PR #119, opened 2025-10-29
CI: Test for Dual NIC BC with HA for phc2sys

greyerof:
Added a new test case for the DualNICBC in HA mode. The test case implements this sequence:
- Turn down the slave interface in the primary BC.
- Wait for phc2sys logs that reflect the selection of the secondary BC's slave interface.
- Turn up the original slave interface in the primary BC.
- Wait for ph2sys logs that reflect the selection of the original slave interface of the primary BC.

In order for this test case to work, I've done some modifications in the test framework:

- Added a function to create a separate third config for DualNIC Boundary Clocks working in HA mode. This extra config has phc2sys config opts and haProfiles in the ptpSettings field.
- Updated the discovery mechanism to detect the DualNICBC HA mode when two BC configs and the extra HA config for ph2sys are found.
- Refactored GetPodLogsRegex and created GetPodLogsRegexSince and moved the regex detection to a separate func findRegexInStream().

### DIFF
--- a/.github/workflows/aws-ci.yaml
+++ b/.github/workflows/aws-ci.yaml
@@ -60,7 +60,7 @@ jobs:
         id: launch
         run: |
           INSTANCE_ID=$(aws ec2 run-instances \
-            --image-id ami-0f7270e9a0e492eac \
+            --image-id ami-03f4e4724537a687c \
             --subnet-id subnet-04ee218fe8f32cad5 \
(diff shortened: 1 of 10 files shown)


edcdavid:
> @edcdavid I don't have permissions here to add labels. Could you add that ok-to-test one, please? Also, regarding the doc page, is it ok if I do that in a separate PR?

Sure !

Exercise » Return everything in the records. Keep each line exactly as written.

Reply »
PR #119, opened 2025-10-29
CI: Test for Dual NIC BC with HA for phc2sys

greyerof:
Added a new test case for the DualNICBC in HA mode. The test case implements this sequence:
- Turn down the slave interface in the primary BC.
- Wait for phc2sys logs that reflect the selection of the secondary BC's slave interface.
- Turn up the original slave interface in the primary BC.
- Wait for ph2sys logs that reflect the selection of the original slave interface of the primary BC.

In order for this test case to work, I've done some modifications in the test framework:

- Added a function to create a separate third config for DualNIC Boundary Clocks working in HA mode. This extra config has phc2sys config opts and haProfiles in the ptpSettings field.
- Updated the discovery mechanism to detect the DualNICBC HA mode when two BC configs and the extra HA config for ph2sys are found.
- Refactored GetPodLogsRegex and created GetPodLogsRegexSince and moved the regex detection to a separate func findRegexInStream().

### DIFF
--- a/.github/workflows/aws-ci.yaml
+++ b/.github/workflows/aws-ci.yaml
@@ -60,7 +60,7 @@ jobs:
         id: launch
         run: |
           INSTANCE_ID=$(aws ec2 run-instances \
-            --image-id ami-0f7270e9a0e492eac \
+            --image-id ami-03f4e4724537a687c \
             --subnet-id subnet-04ee218fe8f32cad5 \
(diff shortened: 1 of 10 files shown)


edcdavid:
> @edcdavid I don't have permissions here to add labels. Could you add that ok-to-test one, please? Also, regarding the doc page, is it ok if I do that in a separate PR?

Sure !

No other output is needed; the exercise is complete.